身份:大秦廬陽府八品皂衣衛張遠,黑冰臺黑甲校尉黑虎,賞金獵人黑虎,赤狐商隊統領赤狐,青山十八寨共主張二河修為:先天境后期,升級需要八百三十二氣血珠,三百四十八真元珠,宗師劫,天道契機武道修行:山河動大圓滿,金身功大圓滿戰陣:蒼狼陣大圓滿,虎行戰陣大圓滿混沌空間:氣血珠四千一百顆,感悟珠一千一百二十顆,真元珠六百二十顆,妖氣珠兩百二十一顆,佛元珠三十五顆混沌輔戰:未開啟  隨著修行,肉身與真元力量悄然提升,肉身與真元距離宗師境越來越近。

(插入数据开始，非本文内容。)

PR #641, opened 2016-04-13
Drop go 1.4 and update tools/docs appropriately

eapache:
@wvanbergen after fighting to get `go vet` working again on 1.4 I realized we were only about a week away from our 2 month guarantee. I'll merge this next week some time.


wvanbergen:
:+1:

wvanbergen:
🎉

eapache:
Turns out @Sirupsen just released the new toxiproxy though which means merging this broke master because the API changed (at least I think that's the reason). It's a test-only breakage at least.

Sirupsen:
@eapache Is this because you're using the Go API from master?

eapache:
Ya I think so; we're installing 1.0.3 from tarball on CI, then using the master go API to talk to it. Is this as simple as switching to the 2.0 tarball?

Sirupsen:
There may have been some minor changes to the Go client API, but I don't remember (Jake and Jacob did most of the work for 2.0)—it's probably about as simple as that, with maybe a couple of small exceptions.

PR #648, opened 2016-04-28
Add support for SASL plain text authentication

rshriram:
Hi
 This is a simple patch that adds support for SASL plain text authentication to Kafka brokers, if enabled. This feature is useful when people want to leverage hosted Kafka services such as IBM Bluemix's Message Hub service (Kafka 0.9 with SASL plain text authentication). By default, the authentication is disabled.

### DIFF
--- a/broker.go
+++ b/broker.go
@@ -492,18 +492,27 @@ func (b *Broker) doSASLPlainAuth() error {
 	binary.BigEndian.PutUint32(authBytes, uint32(length))
 	copy(authBytes[4:], []byte("\x00"+b.conf.Net.SASL.User+"\x00"+b.conf.Net.SASL.Password))
 
-	b.conn.SetWriteDeadline(time.Now().Add(b.conf.Net.WriteTimeout))
-	b.conn.Write(authBytes)
+	err := b.conn.SetWriteDeadline(time.Now().Add(b.conf.Net.WriteTimeout))
+	if err != nil {
+		Logger.Printf("Failed to set write deadline when doing SASL auth: %s\n", err.Error())
+		return nil
+	}
+
+	_, err = b.conn.Write(authBytes)
+	if err != nil {
+		Logger.Printf("Failed to write SASL auth header to broker: %s\n", err.Error())
+		return nil
+	}
 
 	header := make([]byte, 4)
 	n, err := io.ReadFull(b.conn, header)
 	// If the credentials are valid, we would get a 4 byte response filled with null characters.
 	// Otherwise, the broker closes the connection and we get an EOF
 	if err != nil {
-		Logger.Printf("Failed to read response while authenticating with SASL: %s", err.Error())
+		Logger.Printf("Failed to read response while authenticating with SASL: %s\n", err.Error())
 		return err
 	}
 
-	Logger.Printf("SASL authentication successful:%v - %v", n, header)
+	Logger.Printf("SASL authentication successful:%v - %v\n", n, header)
 	return nil
 }
--- a/broker.go
+++ b/broker.go
@@ -9,6 +9,8 @@ import (
 	"sync"
 	"sync/atomic"
 	"time"
+	"bytes"
+	"encoding/binary"
 )
 
 // Broker represents a single Kafka broker connection. All operations on this object are entirely concurrency-safe.
@@ -82,6 +84,38 @@ func (b *Broker) Open(conf *Config) error {
 		b.conn = newBufConn(b.conn)
 
 		b.conf = conf
+
+		if conf.Net.SASL.Enable {
+			//
+			// Begin SASL/PLAIN authentication
+			//
+			authBytes := []byte("\x00" + b.conf.Net.SASL.User + "\x00" + b.conf.Net.SASL.Password)
+			buf := new(bytes.Buffer)
+
+			err = binary.Write(buf, binary.BigEndian, int32(len(authBytes)))
+			if err != nil {
+				Logger.Printf("Failed to encode payload size (SASL credentials): %s", err.Error())
+			}
+
+			err = binary.Write(buf, binary.BigEndian, authBytes)
+			if err != nil {
+				Logger.Printf("Failed to encode payload (SASL credentials): %s", err.Error())
+			}
+
+			b.conn.SetWriteDeadline(time.Now().Add(b.conf.Net.WriteTimeout))
+			b.conn.Write(buf.Bytes())
+
+			header := make([]byte, 4)
+			n, err := io.ReadFull(b.conn, header)
+			if err != nil {
+				Logger.Printf("Failed to read response while authenticating with SASL: %s", err.Error())
+			}
+			Logger.Printf("SASL authentication successful:\n%v\n%v\n%v", n, header, string(header))
+			//
+			// End SASL/PLAIN authentication
+			//
+		}
+
 		b.done = make(chan bool)
 		b.responses = make(chan responsePromise, b.conf.Net.MaxOpenRequests-1)
 
--- a/broker.go
+++ b/broker.go
@@ -1,7 +1,6 @@
 package sarama
 
 import (
-	"bytes"
 	"crypto/tls"
 	"encoding/binary"
 	"fmt"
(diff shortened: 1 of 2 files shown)


config.go
```diff
@@ -222,6 +233,7 @@ func NewConfig() *Config {
 	c.Net.DialTimeout = 30 * time.Second
 	c.Net.ReadTimeout = 30 * time.Second
 	c.Net.WriteTimeout = 30 * time.Second
+	c.Net.SASL.Enable = false
```
eapache: you don't need to set this, `false` is the default for go booleans

config.go
```diff
@@ -256,6 +268,14 @@ func (c *Config) Validate() error {
 	if c.Net.TLS.Enable == false && c.Net.TLS.Config != nil {
 		Logger.Println("Net.TLS is disabled but a non-nil configuration was provided.")
 	}
+	if c.Net.SASL.Enable == false {
+		if c.Net.SASL.User != "" {
+			Logger.Println("Net.SASL is disabled but a non-empty username was provided.")
```
eapache: these are good checks; I don't know a lot about SASL, but is it valid to have empty usernames and passwords? If not you should do the opposite check as well - if it's enabled but the user/pass is blank return a configuration error

broker.go
```diff
@@ -82,6 +84,38 @@ func (b *Broker) Open(conf *Config) error {
 		b.conn = newBufConn(b.conn)
 
 		b.conf = conf
+
+		if conf.Net.SASL.Enable {
+			//
+			// Begin SASL/PLAIN authentication
+			//
+			authBytes := []byte("\x00" + b.conf.Net.SASL.User + "\x00" + b.conf.Net.SASL.Password)
```
eapache: could this block of SASL code be moved to a method please to keep `Open` fairly straightforward?

broker.go
```diff
@@ -82,6 +84,38 @@ func (b *Broker) Open(conf *Config) error {
...
+			buf := new(bytes.Buffer)
```
eapache: you know how many bytes you're going to need to write, there's no need to use a dynamic buffer here?

broker.go
```diff
@@ -82,6 +84,38 @@ func (b *Broker) Open(conf *Config) error {
...
+
+			b.conn.SetWriteDeadline(time.Now().Add(b.conf.Net.WriteTimeout))
+			b.conn.Write(buf.Bytes())
+
+			header := make([]byte, 4)
+			n, err := io.ReadFull(b.conn, header)
+			if err != nil {
+				Logger.Printf("Failed to read response while authenticating with SASL: %s", err.Error())
+			}
+			Logger.Printf("SASL authentication successful:\n%v\n%v\n%v", n, header, string(header))
```
eapache: I don't know a whole lot about SASL but don't you need to actually *check* the response header in some way before saying it succeeded?

config.go
```diff
@@ -33,6 +33,17 @@ type Config struct {
 			Config *tls.Config
 		}
 
+		// SASL based authentication with broker. While there are multiple SASL authentication methods
+		// the current implementation is limited to plaintext (SASL/PLAIN) authentication
```
eapache: since we currently only support plain-text, should we enforce that SASL is only used over HTTPS to avoid leaking credentials on the wire?

rshriram: Thanks for the comments.
With regard to enforcing use of TLS (not https) for SASL, I thought I would
keep the auth separate from the encryption to give people a choice should
the opt to use non tls transports with password authentication (as a
framework, it seemed harsh to enforce policies/preferences on the user).

Will address your other comments and send out a new PR soon.

On Thu, Apr 28, 2016 at 3:46 PM Evan Huus <notifications@github.com> wrote:

> In config.go
> <https://github.com/Shopify/sarama/pull/648#discussion_r61490796>:
>
> > @@ -33,6 +33,17 @@ type Config struct {
> >  			Config *tls.Config
> >  		}
> >
> > +		// SASL based authentication with broker. While there are multiple SASL authentication methods
> > +		// the current implementation is limited to plaintext (SASL/PLAIN) authentication
>
> since we currently only support plain-text, should we enforce that SASL is
> only used over HTTPS to avoid leaking credentials on the wire?
>
> —
> You are receiving this because you authored the thread.
> Reply to this email directly or view it on GitHub
> <https://github.com/Shopify/sarama/pull/648/files/3834ba1ce06295021c65e824e3aa9337caf5f03f#r61490796>
>
-- 

~shriram

broker.go
rshriram: I admit that I am a bit new to Golang. Can you clarify what you mean by this comment?

eapache: creating a new `bytes.Buffer` creates a growable dynamic buffer that resizes itself as you add more data. In this case it is unnecessary work, since you already know exactly how many bytes the message will be, so you can allocate the precise size up-front.

rshriram:
Hi, I have addressed all of your comments. See if this version of PR is good enough.

broker.go
```diff
@@ -82,6 +83,18 @@ func (b *Broker) Open(conf *Config) error {
 		b.conn = newBufConn(b.conn)
 
 		b.conf = conf
+
+		if conf.Net.SASL.Enable {
+			err = b.doSASLPlainAuth()
+			if err != nil {
+				Logger.Printf("SASL authentication with broker %s failed\n", b.addr)
```
eapache: you log every case in `doSASLPlainAuth` *and* both cases here, that seems a bit much?

broker.go
```diff
@@ -454,3 +467,52 @@ func (b *Broker) responseReceiver() {
...
+func (b *Broker) doSASLPlainAuth() error {
+	length := 1 + len(b.conf.Net.SASL.User) + 1 + len(b.conf.Net.SASL.Password)
+	authBytes := make([]byte, length+4) //4 byte length header + auth data
+	binary.BigEndian.PutUint32(authBytes, uint32(length))
+	copy(authBytes[4:], []byte("\x00"+b.conf.Net.SASL.User+"\x00"+b.conf.Net.SASL.Password))
+
+	err := b.conn.SetWriteDeadline(time.Now().Add(b.conf.Net.WriteTimeout))
+	if err != nil {
+		Logger.Printf("Failed to set write deadline when doing SASL auth: %s\n", err.Error())
+		return nil
```
eapache: should we really be returning `nil` here (and in the case we failed to write)? the connection will potentially continue unauthenticated in that case?

config.go
```diff
@@ -294,6 +313,10 @@ func (c *Config) Validate() error {
 		return ConfigurationError("Net.WriteTimeout must be > 0")
 	case c.Net.KeepAlive < 0:
 		return ConfigurationError("Net.KeepAlive must be >= 0")
+	case (c.Net.SASL.Enable == true) && (c.Net.SASL.User == ""):
```
eapache: nit: I think generally these parentheses are not needed?

broker.go
```diff
@@ -82,6 +83,18 @@ func (b *Broker) Open(conf *Config) error {
 		b.conn = newBufConn(b.conn)
 
 		b.conf = conf
+
+		if conf.Net.SASL.Enable {
+			err = b.doSASLPlainAuth()
+			if err != nil {
+				Logger.Printf("SASL authentication with broker %s failed\n", b.addr)
+				_ = b.Close()
```
eapache: go's mutexes are not re-entrant, so this will deadlock; to handle the error please use `connErr` and follow the pattern established a few lines up when we fail to connect at all; note you will still need to close `b.conn` since it has now been established

broker.go
rshriram: I am sorry. There seems to be some mess up from my older version of code and the newer version. This was intended to return ```err``` .

rshriram:
Any pointers as to why the build fails with Go 1.6.1 ? The log seems to go on for ever.

eapache:
It's just a test that occasionally gets stuck; I've restarted it and it should pass this time.

eapache:
This looks OK to me now I think; @wvanbergen ?

broker.go
```diff
@@ -454,3 +471,52 @@ func (b *Broker) responseReceiver() {
...
+//   passwd    = 1*SAFE ; MUST accept up to 255 octets
+//   UTF8NUL   = %x00 ; UTF-8 encoded NUL character
+//
+//   SAFE      = UTF1 / UTF2 / UTF3 / UTF4
+//                  ;; any UTF-8 encoded Unicode character except NUL
+//
+// When credentials are valid, Kafka returns a 4 byte array of null characters.
+// When credentials are invalid, Kafka closes the connection. This does not seem to be the ideal way
+// of responding to bad credentials but thats how its being done today.
+func (b *Broker) doSASLPlainAuth() error {
```
wvanbergen: as name, I prefer `sendAndReceiveSASLPlainAuth` which is more in line with naming we do elsewhere

broker.go
```diff
@@ -454,3 +471,52 @@ func (b *Broker) responseReceiver() {
...
+	// If the credentials are valid, we would get a 4 byte response filled with null characters.
+	// Otherwise, the broker closes the connection and we get an EOF
+	if err != nil {
+		Logger.Printf("Failed to read response while authenticating with SASL to broker %s: %s\n", b.addr, err.Error())
+		return err
+	}
+
+	Logger.Printf("SASL authentication successful with broker %s:%v - %v\n", b.addr, n, header)
+	return nil
+}
```
wvanbergen: I suppose this is too different from the normal API packets we send over the wire in order to reuse our main `sendAndReceive` method.

rshriram: yes. This authentication preceeds the normal kafka message exchanges and follows a different format (no correlation IDs, etc.). Besides, cant use the send function, as it would deadlock

broker.go
rshriram: fixed

rshriram:
Hi
 Would you like any more changes before merging this PR?

wvanbergen:
I am ok with merging this :+1:. @eapache I will let you do the honours

eapache:
👍  thanks

Issue #650, opened 2016-04-29
Consumer allocates a lot of memory when Consumer.Offsets.Retention has non-zero value


dimchansky:
Marking offset (calling `MarkOffset` method on partition offset manager) in Kafka 0.8.2 when `Consumer.Offsets.Retention` has non-zero value leads to system halt because application eventually uses all available memory. There are a lot of messages in log like:
```
Non-zero timestamp specified for OffsetCommitRequest not v1, it will be ignored
kafka: error while consuming topic_name/0: EOF
```
sarama version: https://github.com/Shopify/sarama/commit/68920ff1be3bbd31449ab1e2c255c50cedeb755c
Kafka version: 0.8.2
Go version: 1.6.2 windows/amd64

eapache:
> Kafka 0.8.2 when `Consumer.Offsets.Retention` has non-zero value

We should document that this is not a valid configuration. Support for `Consumer.Offsets.Retention` was only added in Kafka 0.9. If you check your broker logs I suspect you will see them complaining about an unrecognized message format or something.

> application eventually uses all available memory

Even given the above misconfiguration, I don't see any reason for it to use all available memory. Can you provide more complete logs when this happens?

> Non-zero timestamp specified for OffsetCommitRequest not v1, it will be ignored

This indicates a very minor (totally harmless) issue which is not related to anything else, I'll fix it too.

eapache:
If you can provide the needed information, I am happy to reopen.

PR #651, opened 2016-04-29
Don't try to send partition timestamps in v2 OCRs

eapache:
Only v1 OffsetCommitRequest messages had the per-partition timestamp, so only
send it in that case and let it be 0 otherwise. The `encode` method was already
smart enough to ignore it and log a warning, so this basically just suppresses
the annoying log message.

@wvanbergen @dimchansky fixes the less interesting piece of #650.


wvanbergen:
:+1:

PR #652, opened 2016-04-29
Doc that Offset.Retention requires kafka 0.9

eapache:
It requires v2 of the OffsetCommitRequest which was only introduced in Kafka
0.9; trying to use it with earlier broker versions will fail.

From #650.

@wvanbergen @dimchansky


wvanbergen:
:+1:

  金身功大圓滿,增加的防御讓張遠對不破金身有了真正的認識。
  刀槍不入,百毒不侵。
  先天境初期的攻擊幾乎可以無視。
  幸好這功法修行艱難,若不然梁原域的佛修絕不只是如今實力。
  這些時日來,張遠的殺戮極為瘋狂,增加的氣血,真元,還有感悟珠都不少。
  從陸家浦回來的路上,陶公子已經再次提醒張遠,殺戮手段不要太暴虐,免得影響心神。
  其實張遠倒絲毫沒有感覺到心神因為殺戮受到影響。
  相反,他丹田內的舍利越發金光閃耀。
  舍利之中所蘊含之力,相比之前得到此物時候已經提升大半。
  如果此物是以功德來提升力量,豈不是說,自己以殺止殺,也是功德?
  身外真元消散,氣血收斂,張遠走出小院。
  “小,二爺。”站在院外的女子梳著雙髻發辮,穿著身青灰的布裙,面容白皙,不施粉黛也可見嬌媚。
  佛女玉環。
  另外一位佛女玉佩在書院。
  “二爺,您閉關時候陶夫子派人請過兩次。”
  “您衙門里的人也來過。”
  玉環低聲開口。
  張遠點點頭,換了皂衣,離開張家小院。
  佛女他不會留多久,會讓她們重回梁原域。
  張遠到武衛衙門,軍曹錢穆面上全是笑意。
  “二河,成了。”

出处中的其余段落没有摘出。